The stepwise conversion of 15N-cyclohexanone oxime into ε-caprolactam via the vapor-phase Beckmann rearrangement on silicalite-1 ( n Si / n Al = 1700 ), siliceous SBA-15 ( n Si / n Al = 1800 ), H-ZSM-5 ( n Si / n Al = 14 ), and [Al]SBA-15 ( n Si / n Al = 8.7 ) in the absence and presence of 13C-methanol was investigated by solid-state 15N and 13C CP/MAS NMR spectroscopy. The MFI-type zeolites and SBA-15 materials are characterized by different acid strengths and pore diameters. The surface OH concentrations in silicalite-1, SBA-15, H-ZSM-5, and [Al]SBA-15 materials were determined to 0.31, 2.81, 1.12, and 1.29 mmol g −1, respectively. 1H, 29Si, and 15N MAS NMR measurements revealed that the Brønsted acidic OH groups of H-ZSM-5 and [Al]SBA-15 and the large concentration of Q 3 silanol groups (Si(OSi) 3OH) in siliceous SBA-15 led to the formation of O-protonated ε-caprolactam. On loading and heating of 15N-cyclohexanone oxime on H-ZSM-5 in the presence of methanol, water was formed via dehydration of methanol into dimethyl ether. These water molecules promoted the conversion of O-protonated ε-caprolactam species into ε-aminocapric acid.
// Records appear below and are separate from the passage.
PR #1037, opened 2021-02-04
fix struct deserialization

brettfo:
This fixes an issue where System.Text.Json can't deserialize a struct by replacing those types with our own.  This also uncovered an issue where the deep object inspection was defaulting to compile time types instead of runtime.  A helper was added to do the correct deep inspection and all existing calls to `BeEquivalentTo()` were audited and updated if necessary.

Without this change, the `LinePosition` and `LinePositionSpan` structs are always deserialized to `default`, e.g., `null`/`0` which means all language service commands were reporting for line 0, character 0, regardless of where the actual request took place.

### DIFF
--- a/src/Microsoft.DotNet.Interactive.CSharp/CSharpKernel.cs
+++ b/src/Microsoft.DotNet.Interactive.CSharp/CSharpKernel.cs
@@ -149,7 +149,7 @@ namespace Microsoft.DotNet.Interactive.CSharp
             
             var document = _workspace.UpdateWorkingDocument(command.Code);
             var text = await document.GetTextAsync();
-            var cursorPosition = text.Lines.GetPosition(command.LinePosition.AsCodeAnalysisLinePosition());
+            var cursorPosition = text.Lines.GetPosition(command.LinePosition.ToCodeAnalysisLinePosition());
             var service = QuickInfoService.GetService(document);
             var info = await service.GetQuickInfoAsync(document, cursorPosition);
             
--- a/src/Microsoft.DotNet.Interactive.CSharp/CSharpKernel.cs
+++ b/src/Microsoft.DotNet.Interactive.CSharp/CSharpKernel.cs
@@ -149,7 +149,7 @@ namespace Microsoft.DotNet.Interactive.CSharp
             
             var document = _workspace.UpdateWorkingDocument(command.Code);
             var text = await document.GetTextAsync();
-            var cursorPosition = text.Lines.GetPosition(command.LinePosition);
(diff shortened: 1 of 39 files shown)


src/Microsoft.DotNet.Interactive.CSharp/CSharpKernel.cs
```diff
@@ -149,7 +149,7 @@ public async Task HandleAsync(RequestHoverText command, KernelInvocationContext
             
             var document = _workspace.UpdateWorkingDocument(command.Code);
             var text = await document.GetTextAsync();
-            var cursorPosition = text.Lines.GetPosition(command.LinePosition);
+            var cursorPosition = text.Lines.GetPosition(command.LinePosition.AsCodeAnalysisLinePosition());
```
jonsequitur, line 152:
```suggestion
            var cursorPosition = text.Lines.GetPosition(command.LinePosition.ToCodeAnalysisLinePosition());
```

jonsequitur: This is more symmetrical with `FromCodeAnalysisLinePosition`.

src/Microsoft.DotNet.Interactive.Tests/Server/SerializationTests.cs
```diff
@@ -65,10 +67,20 @@ public void All_event_types_are_round_trip_serializable(KernelEvent @event)
 
             var deserializedEnvelope = KernelEventEnvelope.Deserialize(json);
 
+            // ignore these specific properties because they're not serialized
+            var ignoredProperties = new HashSet<string>()
+            {
+                $"{nameof(CommandFailed)}.{nameof(CommandFailed.Exception)}",
+                $"{nameof(DisplayEvent)}.{nameof(DisplayEvent.Value)}"
```
jonsequitur, line 74: `DisplayEvent` is abstract so what about e.g. `ReturnValueProduced`?

jonsequitur (approved):

src/Microsoft.DotNet.Interactive.Tests/Server/SerializationTests.cs
brettfo: I initially tried that, but since `DisplayEvent` is the declaring type, this is the only thing that matches.

brettfo: Also, due to how that method is implemented, I have access either to the type information through `SelectedMemberInfo` like I currently do, _or_ I can use the `EventType` property, but not both, and since the member name (`SelectedMemberInfo.Name`) is the really important part, we have to fall back to this.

In addition, on both silicalite-1 and H-ZSM-5 catalysts, partial conversion of methanol into hydrocarbons, such as isobutane, was observed. Furthermore, isopropylamine was formed on silicalite-1 by the reaction of isobutane and byproducts of the Beckmann rearrangement, such as hydroxylamine. In contrast, no influence and conversion of methanol were found during the Beckmann rearrangement of 15N-cyclohexanone oxime on the mesoporous SBA-15 and [Al]SBA-15 materials.